▶ _What is being asked_
From the records below, copy every line that contains the word "dependencies".

● ● ● ● ●

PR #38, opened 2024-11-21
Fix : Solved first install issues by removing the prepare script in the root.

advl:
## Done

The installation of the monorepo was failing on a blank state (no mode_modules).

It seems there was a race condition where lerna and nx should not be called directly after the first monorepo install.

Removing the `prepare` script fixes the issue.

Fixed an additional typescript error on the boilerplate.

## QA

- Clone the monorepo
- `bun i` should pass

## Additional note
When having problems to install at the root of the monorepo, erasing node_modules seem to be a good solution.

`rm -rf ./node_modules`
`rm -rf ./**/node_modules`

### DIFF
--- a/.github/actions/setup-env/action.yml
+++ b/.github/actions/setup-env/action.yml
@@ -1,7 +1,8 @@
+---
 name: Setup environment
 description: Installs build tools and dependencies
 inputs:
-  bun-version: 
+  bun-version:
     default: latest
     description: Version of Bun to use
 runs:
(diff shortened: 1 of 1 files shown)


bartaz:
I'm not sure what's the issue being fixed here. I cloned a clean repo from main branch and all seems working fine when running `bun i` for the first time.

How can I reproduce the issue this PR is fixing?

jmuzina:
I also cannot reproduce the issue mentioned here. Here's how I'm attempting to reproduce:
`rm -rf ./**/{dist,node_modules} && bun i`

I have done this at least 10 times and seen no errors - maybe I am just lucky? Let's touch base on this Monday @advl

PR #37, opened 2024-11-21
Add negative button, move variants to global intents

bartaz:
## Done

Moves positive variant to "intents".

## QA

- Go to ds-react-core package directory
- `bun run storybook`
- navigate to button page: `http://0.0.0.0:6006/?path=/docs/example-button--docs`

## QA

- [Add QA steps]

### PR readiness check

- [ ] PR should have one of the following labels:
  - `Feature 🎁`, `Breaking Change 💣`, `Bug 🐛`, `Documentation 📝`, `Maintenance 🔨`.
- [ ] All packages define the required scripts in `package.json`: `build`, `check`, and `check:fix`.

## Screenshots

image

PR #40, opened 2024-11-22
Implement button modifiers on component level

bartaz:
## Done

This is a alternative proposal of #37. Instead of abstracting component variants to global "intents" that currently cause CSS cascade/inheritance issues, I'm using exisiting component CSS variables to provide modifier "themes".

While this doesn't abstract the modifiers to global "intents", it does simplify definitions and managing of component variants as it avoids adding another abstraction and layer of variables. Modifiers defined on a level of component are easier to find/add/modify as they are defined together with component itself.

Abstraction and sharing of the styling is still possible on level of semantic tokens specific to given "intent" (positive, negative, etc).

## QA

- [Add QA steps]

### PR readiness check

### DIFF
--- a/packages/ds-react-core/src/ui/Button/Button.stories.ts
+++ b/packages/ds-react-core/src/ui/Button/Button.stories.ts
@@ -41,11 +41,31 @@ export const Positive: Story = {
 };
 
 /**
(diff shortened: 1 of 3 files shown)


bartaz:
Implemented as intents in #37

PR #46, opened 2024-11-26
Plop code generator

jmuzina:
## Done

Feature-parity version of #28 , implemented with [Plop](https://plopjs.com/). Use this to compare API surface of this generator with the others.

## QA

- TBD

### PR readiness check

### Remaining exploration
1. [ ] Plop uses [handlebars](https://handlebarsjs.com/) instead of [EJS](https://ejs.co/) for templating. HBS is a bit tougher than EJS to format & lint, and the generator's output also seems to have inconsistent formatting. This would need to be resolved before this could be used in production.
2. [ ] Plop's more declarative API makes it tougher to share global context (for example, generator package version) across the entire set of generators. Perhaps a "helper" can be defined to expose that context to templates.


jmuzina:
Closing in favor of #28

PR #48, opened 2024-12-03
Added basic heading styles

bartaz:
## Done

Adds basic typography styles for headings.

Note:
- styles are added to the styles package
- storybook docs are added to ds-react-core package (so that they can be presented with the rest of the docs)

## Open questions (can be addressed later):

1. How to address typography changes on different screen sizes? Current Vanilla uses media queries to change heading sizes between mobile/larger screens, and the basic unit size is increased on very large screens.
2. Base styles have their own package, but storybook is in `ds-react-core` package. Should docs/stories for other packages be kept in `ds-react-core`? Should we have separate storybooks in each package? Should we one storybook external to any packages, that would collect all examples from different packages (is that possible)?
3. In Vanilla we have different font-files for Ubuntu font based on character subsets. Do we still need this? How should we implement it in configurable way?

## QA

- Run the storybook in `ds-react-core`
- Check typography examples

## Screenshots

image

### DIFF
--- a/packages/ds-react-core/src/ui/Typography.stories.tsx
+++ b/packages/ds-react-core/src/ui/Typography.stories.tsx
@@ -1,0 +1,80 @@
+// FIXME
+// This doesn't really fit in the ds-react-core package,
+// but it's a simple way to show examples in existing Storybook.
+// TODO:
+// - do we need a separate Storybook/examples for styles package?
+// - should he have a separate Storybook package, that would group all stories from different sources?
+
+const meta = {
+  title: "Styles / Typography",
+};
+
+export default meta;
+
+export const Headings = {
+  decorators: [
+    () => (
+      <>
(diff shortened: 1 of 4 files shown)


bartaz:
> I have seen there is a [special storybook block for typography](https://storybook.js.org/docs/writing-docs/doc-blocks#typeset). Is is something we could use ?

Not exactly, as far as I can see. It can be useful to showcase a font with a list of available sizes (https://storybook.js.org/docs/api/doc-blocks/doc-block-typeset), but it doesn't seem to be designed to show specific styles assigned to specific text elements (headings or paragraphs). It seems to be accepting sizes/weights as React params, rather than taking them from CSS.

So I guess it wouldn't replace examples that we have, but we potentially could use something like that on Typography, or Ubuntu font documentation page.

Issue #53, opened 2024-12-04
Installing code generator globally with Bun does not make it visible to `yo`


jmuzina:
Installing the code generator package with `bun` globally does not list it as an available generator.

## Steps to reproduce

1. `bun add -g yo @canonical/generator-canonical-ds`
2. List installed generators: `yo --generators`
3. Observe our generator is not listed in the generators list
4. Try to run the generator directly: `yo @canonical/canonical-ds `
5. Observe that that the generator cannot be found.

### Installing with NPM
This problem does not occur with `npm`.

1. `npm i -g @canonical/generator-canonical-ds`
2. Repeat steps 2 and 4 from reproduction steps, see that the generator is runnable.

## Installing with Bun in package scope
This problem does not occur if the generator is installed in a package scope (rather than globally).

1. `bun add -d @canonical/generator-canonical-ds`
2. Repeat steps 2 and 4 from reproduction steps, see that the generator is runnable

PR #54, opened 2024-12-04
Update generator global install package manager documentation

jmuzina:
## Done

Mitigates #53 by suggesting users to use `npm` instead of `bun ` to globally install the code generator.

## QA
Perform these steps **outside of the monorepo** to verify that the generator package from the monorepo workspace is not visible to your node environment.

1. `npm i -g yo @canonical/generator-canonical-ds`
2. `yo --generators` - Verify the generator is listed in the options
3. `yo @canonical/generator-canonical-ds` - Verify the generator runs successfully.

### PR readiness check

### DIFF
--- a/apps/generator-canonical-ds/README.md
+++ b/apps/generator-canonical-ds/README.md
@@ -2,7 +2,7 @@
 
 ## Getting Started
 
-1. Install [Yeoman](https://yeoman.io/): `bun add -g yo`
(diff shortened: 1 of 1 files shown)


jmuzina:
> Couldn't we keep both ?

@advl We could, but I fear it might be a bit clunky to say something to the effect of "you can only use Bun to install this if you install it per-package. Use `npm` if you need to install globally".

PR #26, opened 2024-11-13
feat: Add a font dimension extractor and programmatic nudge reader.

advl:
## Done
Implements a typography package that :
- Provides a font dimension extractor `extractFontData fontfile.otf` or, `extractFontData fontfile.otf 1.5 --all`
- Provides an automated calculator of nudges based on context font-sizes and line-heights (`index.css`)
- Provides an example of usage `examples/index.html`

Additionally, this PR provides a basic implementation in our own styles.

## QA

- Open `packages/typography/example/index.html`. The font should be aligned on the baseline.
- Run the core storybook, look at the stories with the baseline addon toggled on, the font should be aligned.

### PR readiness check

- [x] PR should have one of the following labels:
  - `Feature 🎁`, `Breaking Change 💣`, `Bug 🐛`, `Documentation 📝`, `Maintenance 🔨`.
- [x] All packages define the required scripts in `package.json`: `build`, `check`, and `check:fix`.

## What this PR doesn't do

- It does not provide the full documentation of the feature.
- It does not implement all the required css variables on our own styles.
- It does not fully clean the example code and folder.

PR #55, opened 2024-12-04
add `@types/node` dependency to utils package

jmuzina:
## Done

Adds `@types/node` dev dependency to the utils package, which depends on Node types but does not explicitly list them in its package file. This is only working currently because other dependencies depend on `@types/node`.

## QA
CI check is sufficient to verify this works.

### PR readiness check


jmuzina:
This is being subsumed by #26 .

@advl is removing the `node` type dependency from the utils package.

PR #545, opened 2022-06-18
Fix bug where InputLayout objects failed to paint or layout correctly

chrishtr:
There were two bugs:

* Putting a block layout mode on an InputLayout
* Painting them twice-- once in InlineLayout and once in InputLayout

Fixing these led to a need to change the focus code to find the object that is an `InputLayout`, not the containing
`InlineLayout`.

● ● ● ● ●

▶ _Answer_
 description: Installs build tools and dependencies
Adds `@types/node` dev dependency to the utils package, which depends on Node types but does not explicitly list them in its package file. This is only working currently because other dependencies depend on `@types/node`.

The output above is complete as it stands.